PR #34, opened 2015-03-24
Enable ATOMIC_REQUESTS for local development

rlucioni:
Wraps views in a transaction to more closely mirror production config, and removes what would be a redundant `atomic()` context manager. Use of SQLite in conjunction with `ATOMIC_REQUESTS` prevents us from disabling `AUTOCOMMIT` locally.

@stephensanchez or @clintonb, could you please take a look at this? @wedaly, tagging you since we discussed use of the `atomic()` context manager earlier. Since we're using `ATOMIC_REQUESTS` now, the entire view is an atomic operation.

@feanil, FYI.


clintonb:
:+1:

stephensanchez:
:+1:

rlucioni:
After further consideration, we've decided to leave `ATOMIC_REQUESTS` set to its default value (`False`). If view-level atomicity is necessary, we can explicitly decorate views with `@atomic`, which is preferable to assuming that all views operate within atomic blocks. To be clear, `AUTOCOMMIT` will still be disabled in production.

The changes in this PR are no longer necessary, so I'll go ahead and close it.

rlucioni:
Reopening and merging now that we understand the need for atomic requests.

rlucioni:
Pylint is reporting an `unused-import` false positive, but only when run by Travis. I'm going to close this PR again and open a new one to see if that fixes the issue.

________________

**What the exercise asks**
The full listing should be output exactly, line for line.

**Task solution**
PR #34, opened 2015-03-24
Enable ATOMIC_REQUESTS for local development

rlucioni:
Wraps views in a transaction to more closely mirror production config, and removes what would be a redundant `atomic()` context manager. Use of SQLite in conjunction with `ATOMIC_REQUESTS` prevents us from disabling `AUTOCOMMIT` locally.

@stephensanchez or @clintonb, could you please take a look at this? @wedaly, tagging you since we discussed use of the `atomic()` context manager earlier. Since we're using `ATOMIC_REQUESTS` now, the entire view is an atomic operation.

@feanil, FYI.


clintonb:
:+1:

stephensanchez:
:+1:

rlucioni:
After further consideration, we've decided to leave `ATOMIC_REQUESTS` set to its default value (`False`). If view-level atomicity is necessary, we can explicitly decorate views with `@atomic`, which is preferable to assuming that all views operate within atomic blocks. To be clear, `AUTOCOMMIT` will still be disabled in production.

The changes in this PR are no longer necessary, so I'll go ahead and close it.

rlucioni:
Reopening and merging now that we understand the need for atomic requests.

rlucioni:
Pylint is reporting an `unused-import` false positive, but only when run by Travis. I'm going to close this PR again and open a new one to see if that fixes the issue.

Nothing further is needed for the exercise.